In Christine Angot‘s documentary “A Family,” which premieres Sunday in the Encounters section of the Berlin Film Festival, the French novelist explores how various members of her family reacted to the revelation that she was repeatedly raped by her father from the age of 13.

The film starts with a startling confrontation between Angot and her stepmother in Strasbourg, with Angot pushing her way into her stepmother’s apartment with a camera-person and proceeding to question the woman about Angot’s late father’s crimes and the wife’s view on that.

Angot says that this incident was not planned at all. In fact, the documentary itself was not planned. It started when Angot went to Strasbourg as part of a book signing tour to support the publication of “Le Voyage dans l’Est,” which focuses on those in her inner circle who knew of the abuse and failed to intervene. She decided to invite her friend Caroline Champetier, a cinematographer, to accompany her, but without a clear idea of what would be achieved.

Angot had written about the repeated rapes committed by her father before. Her novel “Incest” was considered to be a piece of autofiction, and the novel “An Impossible Love” also dealt with an incestuous relationship, and was adapted as a film by Catherine Corsini.

However, having Champetier film the confrontation with her stepmother made a “big difference,” Angot tells PvNew. For her to have that camera show exactly what was said meant that Angot did not feel alone, she says, and the camera became a kind of witness. In the film, the stepmother says the book was Angot’s “version” of events, but no one can dispute what we hear of their conversation.

“There’s no other version,” Angot says. “There can be a judgment. People can say: ‘Oh, she shouldn’t do that. How can she?’ Because they attend the scenes. So, they can have an opinion. But they see what they see. They hear what they hear. I don’t have to explain anything. I just have to be there.”

As Angot proceeded to talk to others – including her mother, her former husband and her daughter – about her experience of having been raped by her father, she is “questioning” the status of a family in society, she says. Her intention was to say to her stepmother: “Let’s just talk together. One day we will all be dead. If there is something to say – and there is – it is now. You are the mother of my brother and sister. This problem of incest is not my problem, it is a problem you have too. That your son and daughter also have.
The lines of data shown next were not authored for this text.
PR #162, opened 2020-04-17
updateApis shouldn't fail if it's unable to fetch an asset

gkhunger-sf:
- Display a message to manually download a RAML if exhcnage-downloader couldn't get it
- Increase the code coverage threshold to 85%
- Refactor exchange-downloader tests to use stubs for helper functions

### DIFF
--- a/package.json
+++ b/package.json
@@ -3,7 +3,7 @@
   "private": true,
   "scripts": {
     "postinstall": "lerna bootstrap --hoist",
-    "updateApis": "lerna run updateApis",
+    "updateApis": "lerna run updateApis --stream",
     "build": "lerna run build",
     "test": "lerna run test",
     "test:debug": "lerna run test:debug",
--- a/packages/exchange-connector/gulpfile.ts
+++ b/packages/exchange-connector/gulpfile.ts
@@ -19,11 +19,32 @@ import {
   getSpecificApi,
   groupByCategory
 } from "./src";
+import { sdkLogger } from "../core";
 
 require("dotenv").config();
 
 import config from "../../build-config";
 import { removeRamlLinks } from "./src/exchangeTools";
+
+/**
+ * Remove all the information that could be invalid so that the SDK is not
+ * generated with incorrect information accidentally. Correct information
+ * needs to be filled manually in 'apis/api-config.json' before the SDK can be
+ * generated.
+ *
+ * @param api The API with incorrect information
+ */
+function removeInvalidInformation(api: RestApi) {
+  api.id = null;
+  api.updatedDate = null;
+  api.version = null;
+  api.fatRaml.createdDate = null;
+  api.fatRaml.md5 = null;
+  api.fatRaml.sha1 = null;
+  if (api.fatRaml.externalLink) {
+    delete api.fatRaml.externalLink;
+  }
+}
 
 async function search(): Promise<RestApi[]> {
   const token = await getBearer(
@@ -46,7 +67,7 @@ async function search(): Promise<RestApi[]> {
           if (neededApi) {
             return neededApi;
           } else {
-            api.version = null;
+            removeInvalidInformation(api);
             return api;
           }
         }
@@ -66,7 +87,7 @@ function downloadRamlFromExchange(): Promise<void> {
   return search().then(apis => {
     return downloadRestApis(apis, config.inputDir)
       .then(folder => {
-        console.log(`Setting config.inputDir to '${folder}'`);
+        sdkLogger.warn(`Setting config.inputDir to '${folder}'`);
         config.inputDir = folder;
         return extractFiles(folder);
       })
--- a/packages/exchange-connector/src/exchangeDownloader.ts
+++ b/packages/exchange-connector/src/exchangeDownloader.ts
@@ -12,21 +12,24 @@ import fetch, { Response } from "node-fetch";
 import path from "path";
 
 import { RestApi, FileInfo, Categories } from "./exchangeTypes";
+import { sdkLogger } from "../../core/src";
 
 const DEFAULT_DOWNLOAD_FOLDER = "download";
 const ANYPOINT_BASE_URI = "https://anypoint.mulesoft.com/exchange/api/v2";
+const ANYPOINT_BASE_URI_WITHOUT_VERSION =
+  "https://anypoint.mulesoft.com/exchange";
 
 export function downloadRestApi(
   restApi: RestApi,
   destinationFolder: string = DEFAULT_DOWNLOAD_FOLDER
 ): Promise<void | Response> {
-  return new Promise((resolve, reject) => {
-    if (!restApi.fatRaml) {
-      reject(
-        new Error(
-          `Fat RAML download information for ${restApi.assetId} is missing`
-        )
+  return new Promise(resolve => {
+    if (!restApi.fatRaml.createdDate) {
+      sdkLogger.warn(
+        `Failed to download '${restApi.name}' RAML as Fat RAML download information is missing.`,
+        `Please download it manually from ${ANYPOINT_BASE_URI_WITHOUT_VERSION}/${restApi.assetId} and update the relevant details in apis/api-config.json`
       );
+      return resolve();
     }
 
     ensureDirSync(destinationFolder);
@@ -54,7 +57,7 @@ export function downloadRestApis(
   const promises: Promise<any>[] = [];
 
   restApi.forEach((api: RestApi) => {
-    promises.push(downloadRestApi(api, destinationFolder));
+    promises.push(exports.downloadRestApi(api, destinationFolder));
   });
 
   return Promise.all(promises).then(() => destinationFolder);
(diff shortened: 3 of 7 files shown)


packages/exchange-connector/src/exchangeDownloader.ts
```diff
@@ -12,21 +12,24 @@ import fetch, { Response } from "node-fetch";
...
 
 import { RestApi, FileInfo, Categories } from "./exchangeTypes";
+import { sdkLogger } from "../../core/src";
 
 const DEFAULT_DOWNLOAD_FOLDER = "download";
 const ANYPOINT_BASE_URI = "https://anypoint.mulesoft.com/exchange/api/v2";
+const ANYPOINT_BASE_URI_WITHOUT_VERSION =
+  "https://anypoint.mulesoft.com/exchange";
 
 export function downloadRestApi(
```
bredmond-sf, line 22: Just a suggestion, but this could be simplified a bit...
```
export function async downloadRestApi(
  restApi: RestApi,
  destinationFolder: string = DEFAULT_DOWNLOAD_FOLDER
): Promise<void | Response> {

    if (!restApi.fatRaml?.createdDate) {
      sdkLogger.warn(
        `Failed to download '${restApi.name}' RAML as Fat RAML download information is missing.`,
        `Please download it manually from ${ANYPOINT_BASE_URI_WITHOUT_VERSION}/${restApi.assetId} and update the relevant details in apis/api-config.json`
      );
      return;
    }

    ensureDirSync(destinationFolder);
    const zipFilePath = path.join(destinationFolder, `${restApi.assetId}.zip`);
    const response = await fetch(restApi.fatRaml.externalLink);
    writeFileSync(zipFilePath, response.body);
    return response;
}
```

packages/exchange-connector/src/exchangeDownloader.ts
```diff
@@ -164,24 +170,30 @@ export function getVersionByDeployment(
   restApi: RestApi,
   deployment: RegExp
 ): Promise<string> {
-  return getAsset(accessToken, `${restApi.groupId}/${restApi.assetId}`).then(
-    asset => {
+  return exports
```
bredmond-sf, line 173: same question

packages/exchange-connector/src/exchangeDownloader.ts
```diff
@@ -54,7 +57,7 @@ export function downloadRestApis(
   const promises: Promise<any>[] = [];
 
   restApi.forEach((api: RestApi) => {
-    promises.push(downloadRestApi(api, destinationFolder));
+    promises.push(exports.downloadRestApi(api, destinationFolder));
```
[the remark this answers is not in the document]
gkhunger-sf: to help with stubbing

packages/exchange-connector/gulpfile.ts
```diff
@@ -66,7 +87,7 @@ function downloadRamlFromExchange(): Promise<void> {
   return search().then(apis => {
     return downloadRestApis(apis, config.inputDir)
       .then(folder => {
-        console.log(`Setting config.inputDir to '${folder}'`);
+        sdkLogger.warn(`Setting config.inputDir to '${folder}'`);
```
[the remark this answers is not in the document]
gkhunger-sf: it isn't 😛 
will change to info

packages/exchange-connector/gulpfile.ts
```diff
@@ -19,12 +19,33 @@ import {
   getSpecificApi,
   groupByCategory
 } from "./src";
+import { sdkLogger } from "../core";
```
monkey-jeff, line 22: [ISSUE] Should not have relative dependencies across packages.

packages/exchange-connector/gulpfile.ts
```diff
@@ -19,12 +19,33 @@ import {
...
 
+/**
+ * Remove all the information that could be invalid so that the SDK is not
+ * generated with incorrect information accidentally. Correct information
+ * needs to be filled manually in 'apis/api-config.json' before the SDK can be
+ * generated.
+ *
+ * @param api The API with incorrect information
+ */
+function removeInvalidInformation(api: RestApi) {
```
monkey-jeff, line 37: The method should not be in the gulpfile.  Gulpfiles should be as thin as possible.

packages/exchange-connector/src/exchangeDownloader.ts
```diff
@@ -12,21 +12,24 @@ import fetch, { Response } from "node-fetch";
 import path from "path";
 
 import { RestApi, FileInfo, Categories } from "./exchangeTypes";
+import { sdkLogger } from "../../core/src";
```
monkey-jeff, line 15: Same as above.  Don't use relative imports across packages.

packages/exchange-connector/src/exchangeDownloader.ts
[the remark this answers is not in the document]
monkey-jeff: I have to say...I don't love this but will accept it if we don't have a better way.

packages/exchange-connector/src/exchangeDownloader.ts
monkey-jeff: I like this proposal

packages/exchange-connector/src/exchangeDownloader.ts
monkey-jeff: I like this even less here.

packages/exchange-connector/test/exchangeDownloader.test.ts
```diff
@@ -67,84 +68,76 @@ describe("Test downloadRestApi", () => {
...
-      "Fat RAML download information for test-api is missing"
-    );
+    return expect(downloadRestApi(api)).to.eventually.be.undefined;
   });
 });
 
-describe("Test downloadRestApis", () => {
-  afterEach(nock.cleanAll);
+describe("downloadRestApis", () => {
+  beforeEach(sinon.restore);
```
monkey-jeff, line 96: Why did you switch from nock to sinon here?

packages/exchange-connector/test/exchangeDownloader.test.ts
```diff
@@ -153,30 +146,28 @@ describe("Test searchExchange", () => {
...
 
     return searchExchange("AUTH_TOKEN", "searchString").then(res => {
-      expect(res).to.be.deep.equal(searchAssetApiResultObject);
+      expect(res).to.deep.equal(searchAssetApiResultObject);
     });
   });
 });
 
-describe("Test getSpecificApi", () => {
-  afterEach(nock.cleanAll);
```
monkey-jeff, line 162: Same question

packages/generator/src/parser.ts
```diff
@@ -15,6 +15,7 @@ import amf from "amf-client-js";
 import path from "path";
 import _ from "lodash";
 import { RestApi } from "@commerce-apps/exchange-connector";
+import { sdkLogger } from "../../core/src";
```
monkey-jeff, line 18: Same as before.  Do not have cross package relative dependencies.

packages/generator/src/parser.ts
```diff
@@ -97,6 +98,10 @@ export function processApiFamily(
   const promises = [];
   const ramlFileFromFamily = apiFamilyConfig[apiFamily];
   _.map(ramlFileFromFamily, (apiMeta: RestApi) => {
+    if(!apiMeta.fatRaml.createdDate) {
```
monkey-jeff, line 101: Why are we only checking for createdDate?

package.json
```diff
@@ -3,7 +3,7 @@
   "private": true,
   "scripts": {
     "postinstall": "lerna bootstrap --hoist",
-    "updateApis": "lerna run updateApis",
+    "updateApis": "lerna run updateApis --stream",
```
monkey-jeff, line 6: Why this change here?

packages/exchange-connector/src/exchangeDownloader.ts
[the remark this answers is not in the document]
gkhunger-sf: I know it's not ideal but it's either this or moving the helper functions to a separate file.

packages/exchange-connector/test/exchangeDownloader.test.ts
gkhunger-sf: To stub the helper functions, sinon was only mocking the calls made by the helper functions. I believe the tests shouldn't be invoking the helper functions unless they are the ones under test.

packages/generator/src/parser.ts
gkhunger-sf: createdDate is one of the fields that we reset when we are unable to get an asset from exchange. Since it is one of the mandatory fields, we shouldn't go forward if this is not set.

package.json
gkhunger-sf: lerna doesn't show logs from the child processes by default, it only shows the end result

packages/exchange-connector/src/exchangeDownloader.ts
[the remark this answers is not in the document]
unandyala: I don't think we want this approach, I documented the details in the renderer tests
```javascript
/**
 * Tests all the functions that are invoked while rendering templates.
 *
 * Note: Ideally we want a independent test for each function. As of today (01/30/2020) this is not possible with Sinon when the functions are in the same module.
 * Sinon works by overwriting a reference to a function on an object, making it point at something else. It can't replace references to the same function in other contexts.
 *
 * Example: We can't mock renderApiFamily function while testing renderTemplates function. To make it work renderTemplates should invoke
 * renderApiFamily as "module.exports.renderApiFamily(..)" which is not desired.
 */
```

It is not a problem for one person, it is a social problem.”

There is also an examination of the role of a father in the film. At one point someone comments that Angot was raped by a man, and she corrects them to say, “Not a man, my father.” It is not just that a father should be someone who protects the child and who should be trusted, she says. “If the person who rapes you is your father, it means that he doesn’t recognize you as his daughter, someone who should benefit from the taboo, from the interdiction that incest is forbidden. It is a protection for children that it is forbidden. He doesn’t respect this prohibition. So, it is a denial of his paternity to you. So, it is not only: ‘Oh I am being raped.’ It is that, but not only. It is: ‘I am not recognized as a human and social being in a society.'”

She says the reason her stepmother does not want to acknowledge what has happened, and “renounce” her husband is because she would jeopardize her respectability, and her standing in society. “What is the most important thing is not truth, what happened, a crime. The most important thing is keeping the respectability which they inherited from the strong member of the family, which was that man, her husband.”

Even though there were others who did not step forward to protect Angot, she acknowledges that each was held back in some way. “Everyone has their own story,” she says.

Angot does not agree with her stepmother’s view that she had exhibited aggressiveness when seeking to push her way into the apartment. “It is just a door which has always been closed, which began to open and which will be closed again for dozens of years, until we are all dead,” Angot says.

“What is this door? It is the door of the apartment – the place where talking is possible for just a few minutes. A door behind which the rapes, the incest has been committed. How can I let this door be closed again? It is too important.”